*** Opening Given information ***

PR #173, opened 2026-05-04
feat(ts): extract Topscores + Topscore subclasses + id-helpers

experintellia:
PR 6 of issue #147 — first GameNode subclass extraction, plus the read-side id/path/gestalt helpers that subclasses need.

## What changed

**New: `scripts/game/Topscores.ts` (135 LOC, fully strict-typed).** ES class `extends GameNode`. Replaces the legacy `var Topscores = function … + extend(Topscores, GameNode)` pattern; ES `extends` produces an equivalent prototype chain. `initTopscore()` / `updateScores()` / `extendRender()` / `extendEventHandlers()` preserved bit-for-bit. Live leaderboard refresh via `bootMod.subscribePeersChanged()` unchanged. **Eliminated the circular `Game.Topscore` lookup** in favour of a direct `import { Topscore } from './Topscore.js'`.

**New: `scripts/game/Topscore.ts` (115 LOC, fully strict-typed).** ES class `extends GameNode`. `fetchScore()` preserves the 30-second cache, the Deferred `.done()/.fail()` chain (`LocalEngine.getRanking` still returns a jQuery Deferred via `app.remote` wrapping), and the `user_in_top` derivation. Uses `appModule.getApplication()` lazily inside `fetchScore` to avoid the `app.js → Game.js → Topscore.ts` module-load cycle (caught the cycle when `tests/toolchain.test.js` failed; defer-to-call-time fixed it).

**`scripts/game/GameNode.ts` (extracted in PR #172) — gains 12 read-side helpers** that `Game.js`'s IIFE used to inline:
- `getById`, `getFirstId`, `getLastId`, `getParentId`, `getByFirstId`, `getByLastId`, `getParentFromPath`, `getGestalt` (path/id helpers)
- `getByGestalt`, `getAllByGestalt`, `eachByGestalt`, `getByType` (gestalt/type queries)

Each reads from the registry's `_ids` exported alongside `GameNode` itself; live bindings mean `Game.js`'s other IIFE consumers keep working unchanged.

Also in `GameNode.ts`: `extendEventHandlers` / `extendRender` / `APTick` / `AniTick` are now declared as **optional method members** (`extendEventHandlers?(): void`) rather than function-typed properties so subclasses can `override` them with class-body methods (TS treats those as method-vs-property mismatches under `exactOptionalPropertyTypes` otherwise).

**`scripts/Game.js`:**
- Imports the new `Topscores` / `Topscore` classes + the 12 id-helper functions from `./game/GameNode.js`.
[...]

PR #174, opened 2026-05-04
feat(ts): extract Missions + Mission subclasses to scripts/game/

experintellia:
PR 7 of issue #147 — second `GameNode` subclass extraction. Same shape as PR #173 (`Topscores`/`Topscore`): two new strict-typed files, one ES class each, the legacy `Game.Mission` lookup replaced by a direct import.

## What changed

**New: `scripts/game/Mission.ts` (~220 LOC).** ES class `extends GameNode`. `getBranch` / `getNext` / `updateRender` / `updateGoal` / `openMissionPopup` / `checkTutorial` / `extendEventHandlers` / `extendRender` preserved bit-for-bit, including the legacy assignment-as-condition `goal.mission = this.gestalt` (split into a guarded `if` to satisfy `exactOptionalPropertyTypes`; runtime semantics identical). `GameRoot` is narrowed via a local `GameRootWithMissions` interface declaring only the fields/methods `Mission` touches (`IPerps`, `raw_data`, `DBTokensAbsolute`, `setState`, `makeNotifications`, `openGenericPopup`, `getOriginGestaltFromOriginTokenGestalt`).

**New: `scripts/game/Missions.ts` (~280 LOC).** ES class `extends GameNode` with **`declare children: OrderedSet<Mission>`** (per the PR #173 reviewer's typed-children pattern) — child reads don't need per-call casts. `initMissions` / `getMission` / `getActive/Visible/Completed/NextMissions` / `checkProjectGoals` / `updateMissions` / `updateMissionGoals` preserved. `app.remote.recheckMissions()` is resolved lazily inside `extendEventHandlers` to dodge the `app.js → Game.js → Missions.ts` module-load cycle (same pattern as `Topscore.ts` in PR #173).

**`scripts/Game.js`:**
- Imports `Mission` and `Missions` from `./game/`.
- Removes ~410 LOC of inline `Missions` + `Mission` class definitions (lines 2934-3343 in the pre-PR file).
- Replaces with a comment block pointing to the extracted files.
- API publisher (`Missions: Missions, Mission: Mission`) at the bottom of the IIFE keeps re-exposing the live class identities; `GameRoot.loadGame`'s `new Game.Missions(...)` call site etc. work unchanged via ESM live binding.

- No new `setState` writers — `Missions`/`Mission` are UI nodes; engine layer untouched.
- `logAction` / `resetGame` still removed.

## Cast count — direction

Per the PR #172 reviewer's heads-up ("each extraction must reduce the cast count, not just add more"):
- **`scripts/game/GameNode.ts`: 18 → 18.** No helpers added; held flat.
- **`scripts/game/Mission.ts`: 8 internal casts.** 6 are `this.GameRoot as unknown as GameRootWithMissions` forward-refs (will dissolve when `GameRoot` is extracted). 2 are `stopPropagation` event-arg narrows (carry-over from the legacy DOM-event surface).
- **`scripts/game/Missions.ts`: 7 internal casts.** 4 are GameRoot forward-refs. 2 are `stopPropagation` event narrows. 1 is the Deferred chain `as unknown as DoneFailChain<RecheckMissionsResult>` for the `recheckMissions` response — boundary on `app.remote`'s loose return shape. Used `declare children: OrderedSet<Mission>` to drop the 3 `child as Mission` casts that would otherwise appear in the children-iteration paths (per the PR #173 reviewer suggestion).

Render-side narrows are minimal here (Mission.ts has 1; Missions.ts has 0 in the new code) because `Mission`'s render surface is just `.render()` + the `FXMissionGoalComplete` fx hook on `GameRoot.renderNode`. Will dissolve when `Render.js` is typed.

## Test plan

- [x] `pnpm test:e2e` — 16 specs pass. `gameplay.spec.ts` and `sweepstakes-upgrade.spec.ts` exercise the `buy_perp` / `collect_profiles` mission-goal flows that go through `Missions.updateMissions` and `Mission.updateGoal`.
- [ ] CI green on PR.

## Roadmap

- PR 8 (next): `Imperium` (~29 LOC, the smallest extends-`GameNode` subclass).
- PR 9: `Database` (~500 LOC).
- PR 10+: Perp classes (`GamePerp` first, then `DatabasePerp`, `CityPerp`, `AgentPerp`, `ContactPerp`, `PusherPerp`, `ClientPerp`, `ProxyPerp`, `ProjectPerp`, `TokenPerp`, `SupertokenPerp`, `ProfileSet`).

Refs #147.

---


experintellia (commented):

PR 7 of #147 — `Missions` + `Mission` extraction. Pattern is consistent with PR #173, and the `declare children: OrderedSet<Mission>` pattern from the prior heads-up was correctly adopted. Architecture invariants preserved. One behavior nuance worth flagging on the legacy assignment-as-condition translation; not blocking but worth being aware of.

### Cast count — direction

| File | Before | After | Change |
|---|---:|---:|---|
| `GameNode.ts` | 18 | 18 | **Held flat.** ✓ |
| `Mission.ts` | (new) | 8 | 4 GameRoot forward-refs, 2 `parentNode` narrows, 1 RenderNode narrow, 1 prototype-mutation cast (see notes). |
| `Missions.ts` | (new) | 8 | 5 GameRoot forward-refs, 1 Deferred chain, 1 fallback empty-object, 1 `Parameters<>` narrow. |

Implementer's PR description estimated 8 + 7 = 15; actual is 8 + 8 = 16. Off by one (one extra GameRoot forward-ref in `Missions.ts`). Same magnitude.

`declare children: OrderedSet<Mission>` at `Missions.ts:53` ✓ — adopted per the PR #173 heads-up. The would-be 3 `child as Mission` child-iteration casts are eliminated.

### Behavior preservation — one nuance

**The `goal.mission = this.gestalt` assignment-as-condition.** Mission.ts:127:
```ts
if (this.gestalt !== undefined) goal.mission = this.gestalt;
if (!goal.mission) return;
```

Legacy (assumed): `if ((goal.mission = this.gestalt)) { … }` — assigns the gestalt to goal.mission unconditionally and uses the truthy assigned value as the guard.

These diverge on the `this.gestalt === undefined` case:
- **Legacy**: `goal.mission = undefined` (assignment happens), then if-condition is falsy, body skipped.
- **New**: assignment skipped (goal.mission keeps prior value), then `if (!goal.mission)` checks the **prior** value — could be truthy if a previous mission set it.

In practice, `this.gestalt` is always defined at runtime (set via the `addType` constructor flow), so the divergence is unreachable. But the inline comment claiming "bit-for-bit" is technically inaccurate. **Strictly bit-for-bit** would be:
```ts
goal.mission = this.gestalt;  // always assign, even undefined
if (!goal.mission) return;
```
…but that may trip `exactOptionalPropertyTypes` if the `goal.mission` field type doesn't include `undefined`.

Non-blocking. The defensive translation is safer than a literal port and the tests pass. Worth either updating the comment to "behaviorally identical when `this.gestalt` is defined (always true at runtime)" OR simplifying to the unconditional assign with a `// @ts-expect-error` if exactOptionalPropertyTypes fights it.

- **No `!` value assertions** in either new file. ✓
- **No `: any`.** ✓
- **No new `webxdc.sendUpdate` emit sites.** ✓
- **No new engine `setState` writers** — Missions/Mission are UI nodes; `boot.setState` not called from either. ✓
- **No new `setTimeout`** for game cycles. ✓
- **No DOM globals in handler bodies.** Handler layer (`LocalEngine.ts`) untouched. ✓

### Notes (non-blocking)

**1. Prototype-mutation cast at `Mission.ts:216`.** This pattern:
```ts
(Mission.prototype as unknown as { popupTemplate: string }).popupTemplate = 'popup_mission.html';
```
preserves the legacy `Mission.prototype.popupTemplate = '...'` from outside the class. It's the same prototype-mutation smell I flagged on PR #172. Easy fix here: move it into the class body as a class field:
```ts
class Mission extends GameNode {
  popupTemplate = 'popup_mission.html';
  ...
}
```
Drops one cast and removes the prototype-mutation. The legacy `Game.js`-side mixins (`openGenericPopup`, `Error`/`NoCash`/`NoAP`) can't move yet because they live in IIFE scope, but the static template-name field is trivially in-class.

**2. Lazy `appModule.getApplication()` to dodge module cycle.** Same pattern as `Topscore.ts` in PR #173 — defer-to-call-time inside `extendEventHandlers`. Pragmatic. ✓

**3. `({} as Record<string, never>)` fallback at `Missions.ts:95`.** This is the empty-object fallback for `getMission(gestalt)` when the lookup fails. Could be tightened to return `Record<string, MissionConfigField | never>` or split the function signature into `getMission(): MissionConfig | undefined` so callers get a real null result instead of an empty-object sentinel. Borderline — flagging because empty-object-as-not-found is a known footgun pattern.

**4. `goal as Parameters<Mission['updateGoal']>[0]` at `Missions.ts:266`.** Smart use of `Parameters<>` — but it's still a cast. The cleaner fix is to type `goal` correctly at the source iteration site so the cast becomes unnecessary. Non-blocking.

### Roadmap

- PR 8: `Imperium` (~29 LOC, smallest). Easy win. Should drop several GameNode.ts forward-refs depending on what `Imperium` exposes.
- PR 9: `Database` (~500 LOC). Big.
- PR 10+: Perp classes.

**Heads up for PR 9 (Database)**: it's the first ~500-LOC subclass and likely to introduce more `as Record<string, unknown>` patterns for instance_data shapes. Worth declaring `DatabaseInstanceData` interface upfront if the field set is enumerable.

### CI

Pending. Trusting `pnpm test` (622), `pnpm test:e2e` (16, incl. `gameplay.spec.ts` + `sweepstakes-upgrade.spec.ts` exercising the mission-goal flows). Want CI green before merge.

---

*** Closing Given information ***

Go through the data and show each line that holds "feat".

→ **Exercise response**:
feat(ts): extract Topscores + Topscore subclasses + id-helpers
feat(ts): extract Missions + Mission subclasses to scripts/game/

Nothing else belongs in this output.